Митрий Алексеевич молчал.

— Может и жалею, — наконец произнес он. — Но если все повторить, то поступил бы так же. Не бывает выбора без сожаления. Вегда будешь думать: а что мог бы увидеть, пойди по другой дороге?

— Хых, уж точно увидели бы побольше, чем здесь, — сказал Вася.

— Да? Не думаю.

— Но вам же здесь скучно, — сурово заметил Вася.

— Птицы не дают скучать, — откликнулся Митрий Алексеевич. — И «Радио Хлебникова», река… И даже ненайденный «Сундук птиц с Серебряной горошиной».

— Но в любой момент тут все может измениться, — не отступал Вася. — Приедет какой-нибудь чиновник или олигарх — да и просто купит это имение и заведет свои порядки. Здесь в любой глуши никто не застрахован от произвола, зараза. А вот тот садовник, я уверен, застрахован больше… Хотя и там паук чиновник плетет свои интрижки. И олигарх ему в помощь. Да еще журналюги, художники, вся джаз-банда работает над имиджем нового рабства. Маркузе уже давно вскрыл точным ударом скальпеля суть этого рабства. — Вася почесал ухо. — Но никто как будто и не слышал.
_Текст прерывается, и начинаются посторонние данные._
PR #2423, opened 2021-02-10
RISC-V: Add support for ePMP

alistair23:
### Pull Request Overview

This PR adds support for [ePMP](https://docs.google.com/document/d/1Mh_aiHYxemL0umN3GTTw8vsbmzHZ_nxZXgjgOUzbvc8/edit#) to RISC-V.

ePMP can be used to apply memory protections to the kernel.

The expectation is that for OpenTitan ePMP will be enabled before Tock runs, so we must support it.

### Testing Strategy

Currently it's not connected to anything, but I have tested it on the QEMU implementation of ePMP.

libtock-c tests:
 - [X] mpu_flash_end correctly panics
 - [x] mpu_ram_end fails on both PMP and ePMP
 - [X] mpu_stack_growth overflows the stack
 - [X] mpu_walk_region (stack needs to be increased to 2048)
     - Doesn't panic if overrun isn't set
     - panics at the correct flash and ram addresses if overrun is set

### Documentation Updated

### Formatting

- [X] Ran `make prepush`.


silvestrst:
I didn't have chance to review it properly yet, but does this change support ePMP `MMWP` mode (deny by default)?

alistair23:
Tock sets `MMWP`. I haven't tested if MMWP is already set, but that should be a pretty simple change.

alistair23:
Rebased and ready to merge!

hudson-ayers (approved):
This mostly looks fine. To anyone reviewing, I recommend reviewing locally using
```bash
$ git diff --no-index pmp.rs epmp.rs
```

as `epmp.rs` is largely a duplicate of `pmp.rs`.

I do worry some that `epmp.rs` being mostly a duplicate will make it easy for these two files to become out of sync, much like we saw happen for `cortexm7/mpu.rs` when it was a separate file. But I am not familiar enough with PMP /ePMP to know whether removing that duplication is feasible.

Another comment, in light of the recent discussion on system call overhead: this does add O(N/2) cycles to every system call where N == number of PMP regions.

bradjc:
I think we should use the epmp somewhere if we are going to merge it. I would also like to see the type names changed if it is going to be a separate implementation, as otherwise it makes it very easy for someone to look at the wrong code and not realize it.

This seems difficult to maintain, and inevitably bugs will be fixed in one implementation but not the other. Are we ok with that?

alistair23:
ePMP is not yet supported in the Ibex core (at least from what I can tell) so I can't enable it yet. I agree that it's not ideal.

As for sharing a lot of the code, there are enough differences that I couldn't see how we could re-use the PMP implementation and just add extra functionality. The main way I can think of is using `cfg`, but that's a little messy.

alistair23:
I ran some libtock-c tests and this passes all the same tests as the current PMP implementation.

alistair23:
Ping!

bradjc (approved):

Митрий Алексеевич взглянул на него и меланхолично спросил, в чем же эта суть.

Вася ответил:

— В том, что дело уже не в покорности и тяготе труда, а в статусе бытия. И статус этот — простого инстрлумента, вещи. Человек — вещь и инстрлумент. Как отверлтка или пассатижи, лампочка и батарейка. То есть — одномерный человек. Так и называется его главная книга.

Митрий Алексеевич поправил фитиль в лампе, подкрутив колесико. Налил в стакан остывшего чая, попил. Достал кисет, трубку и начал неторопливо набивать ее длинным табаком.
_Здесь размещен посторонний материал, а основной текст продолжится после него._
PR #2424, opened 2021-02-10
kernel: sched: Allow Platform to handle app faults

alistair23:
### Pull Request Overview

This commit adds a function to the Platform trait that can be used to allow 
a Platform to handle an app fault. This avoids terminating or restarting and
app and instead allows it to continue execution.

This is an optional function that can be implemented by `Chip`s that
allows the chip to handle the app fault and not terminate or restart
the app.

If `Ok(())` is returned by this function then the kernel will not
terminate or restart the app, but instead allow it to continue
running. NOTE in this case the chip must have fixed the underlying
reason for fault otherwise it will re-occur.

This can not be used to get around Tock's protections. If for example
this function just ignored the error and allowed the app to continue
the fault would continue to occur,

If `Err(())` is returned then the kernel will set the app as faulted
and follow the `FaultResponse` protocol.

It is unlikey a `Chip` will need to implement this. This should be used
for only a handul of use cases. Possible use cases include:
- Allowing the kernel to emulate un-implemented instructions
  This could be used to allow apps to run on hardware that doesn't
  implement some instructions, for example atomics.
- Allow the kernel to handle hardware faults, triggered by the app
  This can allow an app to continue running if it triggers certain
  types of faults. For example if an app triggers a memory parity
  error the kernel can handle the error and allow the app to
  continue (or not).
- Allow an app to execute from external QSPI
  This could be used to allow an app to execute from external QSPI
  where access faults can be handled by the `Chip` to ensure the
  QPSI is mapped correctly.

### Testing Strategy

Running in the CI

### Documentation Updated

### Formatting

- [X] Ran `make prepush`.

### DIFF
--- a/kernel/src/platform/mod.rs
+++ b/kernel/src/platform/mod.rs
@@ -62,6 +62,43 @@ pub trait Platform {
     ) -> Result<(), errorcode::ErrorCode> {
         Ok(())
     }
+
+    /// This function is called when an app faults.
+    ///
+    /// This is an optional function that can be implemented by `Platform`s that
+    /// allows the chip to handle the app fault and not terminate or restart
+    /// the app.
+    ///
+    /// If `Ok(())` is returned by this function then the kernel will not
+    /// terminate or restart the app, but instead allow it to continue
+    /// running. NOTE in this case the chip must have fixed the underlying
+    /// reason for fault otherwise it will re-occur.
+    ///
+    /// This can not be used for apps to circumvent Tock's protections. If
+    /// for example this function just ignored the error and allowed the app
+    /// to continue the fault would continue to occur.
+    ///
+    /// If `Err(())` is returned then the kernel will set the app as faulted
+    /// and follow the `FaultResponse` protocol.
+    ///
+    /// It is unlikey a `Platform` will need to implement this. This should be used
+    /// for only a handul of use cases. Possible use cases include:
+    ///    - Allowing the kernel to emulate unimplemented instructions
+    ///      This could be used to allow apps to run on hardware that doesn't
+    ///      implement some instructions, for example atomics.
+    ///    - Allow the kernel to handle hardware faults, triggered by the app.
+    ///      This can allow an app to continue running if it triggers certain
+    ///      types of faults. For example if an app triggers a memory parity
+    ///      error the kernel can handle the error and allow the app to
+    ///      continue (or not).
+    ///    - Allow an app to execute from external QSPI.
+    ///      This could be used to allow an app to execute from external QSPI
+    ///      where access faults can be handled by the `Platform` to ensure the
+    ///      QPSI is mapped correctly.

— А я слышал, что плоский и одномерный человек — это матерьялист и атеист, — проговорил он. — Ты говорил о скуке? Наверное, по-настоящему скучна жизнь как раз такого человека. У верующего человека всегда есть иное измерение, он не распят природой.

— Хых, распинают-то все верующие. И Христа они же приколотили.

Валя перекрестилась, зашептала что-то.

— И все не угомонятся. Нас с Вальчонком тоже распяли бы.

— Вас? За что?

— Ну ладно, меня одного точно распнут…

— Да за что?

— За анархию.

Митрий Алексеевич рассмеялся.

— Да ладно наговаривать на себя. Анархистов сейчас вроде не трогают. И монархистов. Да и всех.

— Вы, Митрий Алексеевич, живете здесь, как на необитаемом острове, — сказал Вася. — Вам, может, и хорошо. А мне, нам надо уходить дальше.

— Да кто за вами гонится?

Вася молчал, лыбился, зыркал по сторонам.

— Он говорит, Обла! — воскликнула Валя.